**EXERCISE:**
Look through the data that follows and copy each line with the string "will".

Saved entries:

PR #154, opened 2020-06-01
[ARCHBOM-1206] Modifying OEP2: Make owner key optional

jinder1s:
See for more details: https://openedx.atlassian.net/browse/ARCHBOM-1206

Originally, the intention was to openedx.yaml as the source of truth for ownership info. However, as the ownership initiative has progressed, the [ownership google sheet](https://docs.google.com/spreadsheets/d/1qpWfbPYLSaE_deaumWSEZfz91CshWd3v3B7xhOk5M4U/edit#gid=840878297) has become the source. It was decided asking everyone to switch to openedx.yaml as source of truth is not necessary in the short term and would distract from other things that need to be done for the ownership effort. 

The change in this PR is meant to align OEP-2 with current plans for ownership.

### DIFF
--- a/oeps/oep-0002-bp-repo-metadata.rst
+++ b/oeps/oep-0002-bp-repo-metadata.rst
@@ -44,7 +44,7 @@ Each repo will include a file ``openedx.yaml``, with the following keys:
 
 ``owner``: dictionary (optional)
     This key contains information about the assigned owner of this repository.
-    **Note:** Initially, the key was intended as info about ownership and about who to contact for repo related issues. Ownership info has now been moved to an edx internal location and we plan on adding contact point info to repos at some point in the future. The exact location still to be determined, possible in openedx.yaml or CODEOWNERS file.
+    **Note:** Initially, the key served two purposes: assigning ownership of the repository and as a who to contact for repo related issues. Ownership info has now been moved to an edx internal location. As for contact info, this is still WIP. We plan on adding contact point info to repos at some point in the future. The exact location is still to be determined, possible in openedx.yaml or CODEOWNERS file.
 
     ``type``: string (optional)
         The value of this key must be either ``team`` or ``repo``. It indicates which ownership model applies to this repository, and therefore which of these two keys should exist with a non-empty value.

---

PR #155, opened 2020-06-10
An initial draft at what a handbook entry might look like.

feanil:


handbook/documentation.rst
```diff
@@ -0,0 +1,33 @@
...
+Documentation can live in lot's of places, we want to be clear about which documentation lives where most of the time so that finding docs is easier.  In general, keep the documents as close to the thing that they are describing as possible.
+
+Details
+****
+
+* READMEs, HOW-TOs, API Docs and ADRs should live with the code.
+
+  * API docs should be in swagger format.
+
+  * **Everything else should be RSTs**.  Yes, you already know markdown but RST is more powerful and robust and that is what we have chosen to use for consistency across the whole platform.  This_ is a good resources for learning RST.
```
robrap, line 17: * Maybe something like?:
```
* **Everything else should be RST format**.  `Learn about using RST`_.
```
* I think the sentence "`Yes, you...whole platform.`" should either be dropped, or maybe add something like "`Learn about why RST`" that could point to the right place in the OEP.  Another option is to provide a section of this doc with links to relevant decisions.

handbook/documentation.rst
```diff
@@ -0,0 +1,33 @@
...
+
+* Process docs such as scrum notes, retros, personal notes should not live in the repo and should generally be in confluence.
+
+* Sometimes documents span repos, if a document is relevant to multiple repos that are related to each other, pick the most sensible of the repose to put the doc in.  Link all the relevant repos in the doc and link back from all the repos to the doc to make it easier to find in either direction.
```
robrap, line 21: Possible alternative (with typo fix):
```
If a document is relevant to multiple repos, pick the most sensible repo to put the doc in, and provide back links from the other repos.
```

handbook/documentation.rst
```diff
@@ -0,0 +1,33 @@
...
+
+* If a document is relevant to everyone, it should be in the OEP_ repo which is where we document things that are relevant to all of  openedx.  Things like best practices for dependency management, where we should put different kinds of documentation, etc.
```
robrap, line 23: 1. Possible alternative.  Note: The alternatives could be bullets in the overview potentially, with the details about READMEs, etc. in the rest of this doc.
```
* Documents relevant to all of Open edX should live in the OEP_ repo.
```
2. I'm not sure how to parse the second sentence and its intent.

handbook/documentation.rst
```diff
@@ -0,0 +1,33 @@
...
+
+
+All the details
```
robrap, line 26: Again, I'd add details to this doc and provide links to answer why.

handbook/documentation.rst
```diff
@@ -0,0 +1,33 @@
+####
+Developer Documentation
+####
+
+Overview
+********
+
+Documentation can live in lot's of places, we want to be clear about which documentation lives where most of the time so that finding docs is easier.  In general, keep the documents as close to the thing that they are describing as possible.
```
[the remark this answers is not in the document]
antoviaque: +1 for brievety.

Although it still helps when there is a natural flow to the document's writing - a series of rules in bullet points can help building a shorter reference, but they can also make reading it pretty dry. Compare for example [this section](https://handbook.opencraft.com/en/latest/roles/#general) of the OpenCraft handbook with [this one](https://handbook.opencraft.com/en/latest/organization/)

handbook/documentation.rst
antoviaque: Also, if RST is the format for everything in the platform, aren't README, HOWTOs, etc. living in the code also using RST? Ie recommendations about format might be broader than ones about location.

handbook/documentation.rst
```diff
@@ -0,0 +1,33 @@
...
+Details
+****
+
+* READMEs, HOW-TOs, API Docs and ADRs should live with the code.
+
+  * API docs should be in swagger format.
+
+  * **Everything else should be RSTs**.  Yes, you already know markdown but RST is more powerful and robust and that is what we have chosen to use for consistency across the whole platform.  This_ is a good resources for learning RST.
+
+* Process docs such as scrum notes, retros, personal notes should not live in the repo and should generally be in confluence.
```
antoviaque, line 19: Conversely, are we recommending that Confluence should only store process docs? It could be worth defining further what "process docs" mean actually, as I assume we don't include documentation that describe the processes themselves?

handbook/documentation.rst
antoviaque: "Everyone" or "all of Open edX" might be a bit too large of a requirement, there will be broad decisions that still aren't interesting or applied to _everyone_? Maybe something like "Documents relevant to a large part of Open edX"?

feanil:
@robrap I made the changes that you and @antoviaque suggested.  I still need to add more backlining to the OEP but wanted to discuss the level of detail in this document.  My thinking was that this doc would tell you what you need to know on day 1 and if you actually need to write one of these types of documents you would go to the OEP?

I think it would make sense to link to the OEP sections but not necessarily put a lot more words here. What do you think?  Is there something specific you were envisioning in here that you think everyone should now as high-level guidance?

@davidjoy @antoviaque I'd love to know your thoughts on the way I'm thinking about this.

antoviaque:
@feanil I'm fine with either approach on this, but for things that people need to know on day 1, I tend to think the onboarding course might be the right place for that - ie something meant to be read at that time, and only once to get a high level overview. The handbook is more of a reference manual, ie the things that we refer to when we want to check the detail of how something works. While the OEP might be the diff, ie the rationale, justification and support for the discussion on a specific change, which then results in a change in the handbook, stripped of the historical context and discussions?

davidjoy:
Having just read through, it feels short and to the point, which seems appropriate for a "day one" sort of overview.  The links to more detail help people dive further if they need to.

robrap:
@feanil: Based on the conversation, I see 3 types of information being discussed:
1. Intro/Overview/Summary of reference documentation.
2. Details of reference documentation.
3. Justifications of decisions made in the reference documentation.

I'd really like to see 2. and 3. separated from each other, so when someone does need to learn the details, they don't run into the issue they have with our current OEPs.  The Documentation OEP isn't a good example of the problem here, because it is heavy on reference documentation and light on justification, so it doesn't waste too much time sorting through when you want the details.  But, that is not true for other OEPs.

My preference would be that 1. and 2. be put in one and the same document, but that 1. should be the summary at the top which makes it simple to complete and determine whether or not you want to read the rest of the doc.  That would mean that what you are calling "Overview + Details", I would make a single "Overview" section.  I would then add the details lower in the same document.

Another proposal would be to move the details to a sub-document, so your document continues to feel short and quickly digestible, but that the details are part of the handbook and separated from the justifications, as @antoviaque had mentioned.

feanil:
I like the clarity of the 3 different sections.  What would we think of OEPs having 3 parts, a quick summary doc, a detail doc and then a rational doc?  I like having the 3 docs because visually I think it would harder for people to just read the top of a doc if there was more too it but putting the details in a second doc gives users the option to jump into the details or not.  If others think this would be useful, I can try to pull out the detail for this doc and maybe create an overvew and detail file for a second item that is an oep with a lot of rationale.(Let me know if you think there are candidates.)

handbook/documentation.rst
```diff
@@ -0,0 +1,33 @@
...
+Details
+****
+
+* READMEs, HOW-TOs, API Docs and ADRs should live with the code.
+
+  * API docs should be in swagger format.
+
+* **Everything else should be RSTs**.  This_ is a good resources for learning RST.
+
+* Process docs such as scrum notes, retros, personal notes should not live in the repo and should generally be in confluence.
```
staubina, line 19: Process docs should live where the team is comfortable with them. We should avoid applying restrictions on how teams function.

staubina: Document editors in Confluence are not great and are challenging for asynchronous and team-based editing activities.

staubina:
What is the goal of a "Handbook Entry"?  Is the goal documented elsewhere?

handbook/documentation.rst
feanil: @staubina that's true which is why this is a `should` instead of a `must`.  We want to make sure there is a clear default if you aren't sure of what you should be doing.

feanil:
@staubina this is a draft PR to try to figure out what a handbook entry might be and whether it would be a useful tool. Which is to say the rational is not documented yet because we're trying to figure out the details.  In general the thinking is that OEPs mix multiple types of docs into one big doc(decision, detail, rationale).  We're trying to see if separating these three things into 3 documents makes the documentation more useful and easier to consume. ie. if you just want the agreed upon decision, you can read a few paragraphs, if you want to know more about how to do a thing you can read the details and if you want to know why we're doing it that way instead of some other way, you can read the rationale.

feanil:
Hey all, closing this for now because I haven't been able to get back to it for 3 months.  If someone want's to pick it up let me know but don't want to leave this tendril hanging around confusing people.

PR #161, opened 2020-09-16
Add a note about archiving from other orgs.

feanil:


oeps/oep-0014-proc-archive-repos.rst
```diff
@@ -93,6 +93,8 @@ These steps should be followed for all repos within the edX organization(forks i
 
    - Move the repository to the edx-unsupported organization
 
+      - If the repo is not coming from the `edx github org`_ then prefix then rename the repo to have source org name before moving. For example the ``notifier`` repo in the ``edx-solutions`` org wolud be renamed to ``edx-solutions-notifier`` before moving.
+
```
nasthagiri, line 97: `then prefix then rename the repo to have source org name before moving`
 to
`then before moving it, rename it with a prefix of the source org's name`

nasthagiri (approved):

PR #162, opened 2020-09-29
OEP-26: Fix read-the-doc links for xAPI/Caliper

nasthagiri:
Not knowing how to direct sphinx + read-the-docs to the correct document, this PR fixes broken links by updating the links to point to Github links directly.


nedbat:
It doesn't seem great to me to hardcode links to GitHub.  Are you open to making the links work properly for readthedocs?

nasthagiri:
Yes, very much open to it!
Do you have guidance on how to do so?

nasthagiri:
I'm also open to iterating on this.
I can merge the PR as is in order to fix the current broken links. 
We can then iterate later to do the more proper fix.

**ANSWER TO THE EXERCISE:**
@@ -44,7 +44,7 @@ Each repo will include a file ``openedx.yaml``, with the following keys:
antoviaque: "Everyone" or "all of Open edX" might be a bit too large of a requirement, there will be broad decisions that still aren't interesting or applied to _everyone_? Maybe something like "Documents relevant to a large part of Open edX"?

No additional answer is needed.